How to Use Burst Mode in the Nikon D90
Action photography requires a fast shutter speed — and a fast trigger finger. Luckily, the Nikon D90 has a Release (or burst) mode, which records a continuous series of images as long as you hold down the shutter button. If you want to know how to take great digital pictures of a quick-moving subject, the Release mode is a terrific way to start.
Release mode determines how you trigger the actual image capture and what happens after you take that step. The default setting is Single Frame, which records a single image each time you press the shutter button completely. In other words, this is normal-photography mode. Burst mode, as it is more typically called, comes when you use either of the Continuous Low or Continuous High settings. (Release mode also allows you to select self-timer, delayed remote, and quick response remote settings.)
You can see which Release mode is currently selected by inspecting the Control panel or Shooting Information display (press the Info button). Look for the Release mode symbol in the areas highlighted below.

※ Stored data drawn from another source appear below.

PR #2390, opened 2015-12-15
Upgrade ESLint

captbaritone:
The new version of ESLint has all rules off by default, which matches our existing usage of the tool.

Some rules have been renamed, or their behavior has changed slightly. Most obviously, the `indent` rule is no-longer as lax about the indention of variable declarations.

I think upgrading the tool is a net win, and the changes (while arguably trivial to the point of annoyance) do at least represent an increase in consistency.


michaelficarra:
Cool, thanks!

akre54:
Can either one of you, who know a bit more about eslint than I do, port this over to Backbone? The rules should be similar.

craigmichaelmartin:
:+1: Backbone supposedly lints with `jsl` which I've never heard of and isn't even listed as a dependency.

akre54:
[jsl](http://www.javascriptlint.com) is an (old old) linter for JS, from back when you used to download js in `.tar.gz` archives (hence the global install). A lot of the rules for Underscore should be pretty similar to the ones for Backbone.

captbaritone:
I can take a look at setting up eslint for Backbone using this `.eslintrc` as a starting point.

akre54:
Thanks!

Continuous Low records a continuous series of images as long as you hold down the shutter button. At the default setting, Continuous Low mode can capture a maximum of three frames per second. But you can change the maximum capture number to 1, 2, or 4 frames per second. Just open the Custom Setting menu, select the Shooting Display submenu, and then select item d6, CL Mode Shooting Speed, shown here.
Continuous High works just like Continuous Low except that it has a maximum frames-per-second rate of four to five frames. You can’t adjust the maximum rate for this mode.
To change the mode, press and hold the Release Mode button on top of the camera. As soon as you press the button, all settings except the Release mode disappear from the Control panel and are dimmed in the Shooting Information display. While continuing to press the button, rotate the main command dial (on the back of the camera) to cycle through the available Release mode settings.
Both of the Continuous modes are designed to make it easier for you to capture action. But keep in mind that the actual number of frames you can record per second depends in part on your shutter speed. At a slow shutter speed, the camera may not be able to reach the maximum frame rate.